*** Opening Data for this task ***

PR #498, opened 2016-02-05
readme: start cleanup (i.e. stop calling 0.7 new)

ArneBab:


bertm:
I'm all for these changes. Do I understand correctly from your commit message that you want to clean up the readme some more?

I think we should get rid of the following:

* Full caps in section titles
* The entire "Changes from 0.5" section
* The vast majority of the "Basic security" section (Freenet will tell this in the wizard or while being used)

ArneBab:
Yes, I want to clean it up further.

bertm:
Better ☺ Looks good.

*** Closing Data for this task ***

Work to be completed: Your job is to output all of the material exactly.

Completed task:
PR #498, opened 2016-02-05
readme: start cleanup (i.e. stop calling 0.7 new)

ArneBab:


bertm:
I'm all for these changes. Do I understand correctly from your commit message that you want to clean up the readme some more?

I think we should get rid of the following:

* Full caps in section titles
* The entire "Changes from 0.5" section
* The vast majority of the "Basic security" section (Freenet will tell this in the wizard or while being used)

ArneBab:
Yes, I want to clean it up further.

bertm:
Better ☺ Looks good.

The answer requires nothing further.